Когда он ушёл, Аллен сказал:

— Вылезай. — И Трой тихо возникла у него за спиной.

— Твоя рука, — сказала она. — Рори, я не вмешиваюсь, но как твоя рука?

— Не приставай ко мне, — очень похоже передразнил Аллен полковника и обнял жену правой рукой. — Хороший синяк, и все.

— Кто-то?…

— Я проверю гипотезу о кошке, а затем хоть пожар, хоть потоп, но мы идём спать!

— Я приготовлю тебе постель, хорошо?

— Пожалуйста, дорогая. Только, прежде чем ты уйдёшь, один вопрос. После ужина, около полуночи, ты выглянула из окна своей спальни и увидела, как Винсент заворачивает за северо-западный угол дома. Он вёз тачку, а в тачке лежала рождественская ёлка. Он скинул дерево под окном гардеробной полковника. Ты видела, как он сделал это?

— Нет. Там царила сплошная чернота. Я видела, как он идёт по тропинке. Она достаточно широкая.
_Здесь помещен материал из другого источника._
PR #7431, opened 2017-05-18
custom sql functions server plugin

fabriziofortino:
* server plugin to easily register custom sql functions (configured in an external json file)
* custom ad hoc `OSQLFunctionFactory` to handle custom functions registration
* basic `custom-sql-functions.json` with java.lang.Math registration (not hard coded anymore)
* aligned tests

### DIFF
--- a/core/src/main/java/com/orientechnologies/orient/core/sql/functions/OCustomSQLFunctionFactory.java
+++ b/core/src/main/java/com/orientechnologies/orient/core/sql/functions/OCustomSQLFunctionFactory.java
@@ -1,0 +1,77 @@
+package com.orientechnologies.orient.core.sql.functions;
+
+import com.orientechnologies.common.exception.OException;
+import com.orientechnologies.common.log.OLogManager;
+import com.orientechnologies.orient.core.exception.OCommandExecutionException;
+import com.orientechnologies.orient.core.sql.functions.misc.OSQLStaticReflectiveFunction;
+
+import java.lang.reflect.Method;
+import java.lang.reflect.Modifier;
+import java.util.*;
+import java.util.stream.Collectors;
+
+/**
+ * Factory for custom SQL functions.
+ *
+ * @author Fabrizio Fortino
+ */
+public class OCustomSQLFunctionFactory implements OSQLFunctionFactory {
+  private static final Map<String, Object> FUNCTIONS = new HashMap<>();
+
+  public static void register(final String prefix, final Class<?> clazz) {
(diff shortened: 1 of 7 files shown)


fabriziofortino:
@lvca @luigidellaquila here is the initial work to easily add custom sql functions (based on our last conversation). Please review.

lvca:
Looks very good to me, thanks! Waiting for @luigidellaquila on this.

luigidellaquila:
Thank you @fabriziofortino 

The PR seems to be technically perfect. 
My only concern is about the registration of math functions with the same mechanism, this will lead to a situation where a stand-alone server will have math functions by default, while in a plocal instance you will have to manually register them. This could be a bit confusing for the end user. 

@lvca @fabriziofortino wdyt? Is it worth manually register default (eg. math) functions and leave the user the ability to register only their custom functions with this mechanism?

Thanks

Luigi

fabriziofortino:
I understand your point @luigidellaquila 

I had the same doubt while I was implementing it. I have decided to put `math` registration in the configuration file because I don't think those kind of functions are going to be used by the majority of OrientDB users.

From a workload perspective registering `java.lang.Math` means adding 73 new functions that need to be loaded in memory. I know the footprint for that functions is irrelevant but from a user point of view it's probably better to not register them if there is no need.

My original idea was to disable the custom functions by default in OrientDB server (there is an `enabled` flag in the config file for that).

To enable them users need to change the flag from `false` to `true` on the server or to manually register them (https://github.com/orientechnologies/orientdb/pull/7431/files#diff-4a8735659709840d3760855b10bd065dR22) for plocal instances.

Let me know what do you think. I am OK registering the math functions by default (it's a 2 minutes change).

luigidellaquila:
@fabriziofortino it makes sense, IMHO the only thing that really matters is that by default remote and embedded behave the same way. Let's wait for @lvca 's opinion

Thanks

Luigi

lvca:
I think having math functions is a huge bonus for everybody, once they are there. So I'd like to see all of them registered by default and in v3.0 docs, and leave the component open to 3rd party implementations. WDYT?

luigidellaquila:
Ok, it makes sense to me. Again, my main concern is behavior consistency, but I also agree with Luca that math functions are a must-have (shame on us, we had to do it before ;-) )

I'm merging the pull-request, then I'll do a little hack to manually register Math.

Thanks

Luigi

lvca:
Thanks @fabriziofortino, this was a very nice contribution!

PR #7486, opened 2017-06-13
file size tracking backported from 3.0, checksum verification re-enabled

taburet:


core/src/main/java/com/orientechnologies/orient/core/storage/fs/OFileClassic.java
```diff
@@ -572,38 +546,49 @@ private void setVersion(int version) throws IOException {
...
-   * 
+   *
    * @see com.orientechnologies.orient.core.storage.fs.OFileAAA#open()
    */
   public void open() {
     acquireWriteLock();
     try {
       if (!osFile.exists())
-        throw new OIOException("File " + osFile.getPath() + " was not found");
+        throw new FileNotFoundException("File: " + osFile);
```
laa: Cool !!

core/src/main/java/com/orientechnologies/orient/core/storage/cache/local/OWOWCache.java
```diff
@@ -667,60 +659,166 @@ public Future store(final long fileId, final long pageIndex, final OCachePointer
...
-              verifyChecksums);
+        OCachePointer pagePointers[];
+        try {
+          //load requested page and preload requested amount of pages
+          pagePointers = loadFileContent(intId, startPageIndex, pageCount, verifyChecksums);
 
-          if (pagePointers.length == 0)
-            return pagePointers;
+          if (pagePointers != null) {
+            if (pagePointers.length == 0)
```
taburet: Seems like that is impossible, but that is how it's implemented in 3.0. Should I change it?

core/src/main/java/com/orientechnologies/orient/core/storage/cache/local/OWOWCache.java
```diff
@@ -1280,97 +1378,96 @@ private void removeCachedPages(int fileId) {
...
+              final ByteBuffer buffer = bufferPool.acquireDirect(false);
+              assert buffer.position() == 0;
 
-            if (verifyChecksums && (checksumMode == OChecksumMode.StoreAndVerify || checksumMode == OChecksumMode.StoreAndThrow))
-              verifyChecksum(buffer, fileId, startPageIndex, null);
+              fileClassic.read(firstPageStartPosition, buffer, false);
 
-            buffer.position(0);
+              if (verifyChecksums && (checksumMode == OChecksumMode.StoreAndVerify || checksumMode == OChecksumMode.StoreAndThrow))
+                verifyChecksum(buffer, fileId, startPageIndex, null);
```
taburet: Actually, it's released in `verifyChecksum`, if `buffersToRelease` parameter value is `null` then buffer pointed by `buffer` parameter is released. It's an optimization, so we don't allocate additional array if we read only one page, which is the most common case.

core/src/main/java/com/orientechnologies/orient/core/storage/fs/OFileClassic.java
```diff
@@ -136,16 +133,15 @@ public void read(long offset, byte[] iData, int iLength, int iArrayOffset) throw
...
     int attempts = 0;
 
     while (true) {
       try {
         acquireReadLock();
         try {
           offset = checkRegions(offset, buffer.limit());
-
-          readByteBuffer(buffer, channel, offset);
+          readByteBuffer(buffer, channel, offset, throwOnEof);
```
taburet: This whole retry behaviour seems strange to me :) What is the purpose of it?

core/src/main/java/com/orientechnologies/orient/core/storage/cache/local/OWOWCache.java
laa: Yep, I know that is implemented in this way )) but IMHO we should not keep dead code it makes understanding of code worse than it could be.

core/src/main/java/com/orientechnologies/orient/core/storage/cache/local/OWOWCache.java
laa: aha cool

core/src/main/java/com/orientechnologies/orient/core/storage/fs/OFileClassic.java
laa: It was done in case OS automatically closed file descriptor. We just left it for the safety reasons.

core/src/main/java/com/orientechnologies/orient/core/storage/cache/local/OWOWCache.java
taburet: fixed, assertion added

core/src/main/java/com/orientechnologies/orient/core/storage/fs/OFileClassic.java
taburet: fixed, EOF is considered unrecoverable by `reopenFile`

PR #7520, opened 2017-06-30
Improve complexity of defragmentation of pages from O(n^2) to O(n)

taburet:


core/src/main/java/com/orientechnologies/orient/core/storage/impl/local/paginated/OClusterPage.java
```diff
@@ -481,39 +476,70 @@ private boolean isPositionInsideInterval(final int recordPosition) {
...
+
+      if (entryKind == ENTRY_KIND_DATA && shift > 0) {
+        final int positionIndex = getIntValue(position + OIntegerSerializer.INT_SIZE);
+        setIntValue(PAGE_INDEXES_OFFSET + INDEX_ITEM_SIZE * positionIndex, position + shift);
+
+        lastDataPosition = position;
+        mergedDataSize += size;
+      }
+
+      if (mergedDataSize > 0 && (entryKind == ENTRY_KIND_HOLE || i == 0)) {
```
laa: Please add a comment for this branch because it is not clear at first glance why we need to accumulate size of the data.

taburet: fixed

Тень не покрывала её. Он шёл в лунном свете, как на ладони. А затем исчез в глубокой тени, и я слышала, как он сбрасывает ёлку. После этого я отошла от окна.

— Ты видела, как он идёт обратно?

— Нет. Я озябла и легла.

— “В лунном свете, как на ладони”. Из твоего окна видна территория земляных работы? Там, где чистят озеро и насыпают холм?

— Да. Чуть влево.

— Ты смотрела в том направлении?

— Да. Было очень красиво. Можно забыть про все. Изумительные формы.

— Например, цепочка следов, уходящая вдаль?

— Ничего подобного. Все снежное поле — я имею в виду передний план — было девственно-чистым.

— Точно?

— Совершенно точно. Именно это и делало его изумительным.

— Нигде никаких отпечатков колёс и следов ног?

— Никаких. Винсент проехал по тропинке, которая была уже утоптана.

— А утром ты выглянула в окно?

— Да, дорогой. И на снегу не было никаких следов. Нигде. Могу добавить, что после нашего телефонного разговора я вышла за двери. Мне хотелось взглянуть на скульптуру Найджела. Она немного пострадала от непогоды, особенно с наветренной стороны. Все остальное практически сохранило первоначальную форму. Я обогнула дом, чтобы оценить ночной вид в новом ракурсе. Никаких следов нигде не было. Дорожки вокруг дома, двор и подъезд были утоптаны и в слякоти. А двор вдобавок выметен.

— Получается, что за ночь и утром никто не приближался к району земляных работ.

— Только если с противоположной стороны. Но и тогда я заметила бы следы на склоне.

— И после полуночи снегопада не было?

— Нет. Только северный ветер. Утром на небе я не заметила ни одного облачка.

— Так. Ураган разыгрался только сегодня к ночи. Спасибо, любимая. А теперь иди. Я ненадолго.

— Можно?…

— Да?

— Нет ли чего-нибудь, что я могла бы сделать? Хотя бы просто постоять, сложив ручки, как скорбный ангел?

— Я скажу, что ты можешь сделать. Ты можешь взять мой чемоданчик, спуститься по лестнице и собрать все до единого кусочки бывшего фамильного достояния Билл-Тосмена. Только очень осторожно. Бери их только за края, складывай в чемоданчик, а затем отнеси наверх. Я буду тут. Сделаешь?

— Подожди меня.

Когда Трой начала собирать осколки, Аллен направился к тому столику на галерее, где стояла ваза, и заглянул через перила. Под ним виднелась верхушка торшера, круг света, а в нем, как в луже, купались осколки фарфора. Макушка Трой, её плечи, колени и длинная тонкая рука, скользящая осторожными движениями над полом. Трой была прямо под ним.

Небольшой китайский столик — изящный, но очень крепкий — стоял у самых перил. Эбонитовый пьедестал, на котором покоилась ваза, по-прежнему находился на своём месте. Он поднимал вазу над перилами. Наверное, Хилари рассчитывал, что гости, подняв глаза, сразу восхитятся ненавязчиво поданным с самых выгодных позиций фамильным достоянием. Аллен действительно успел заметить и оценить вазу за эту долгую, долгую ночь.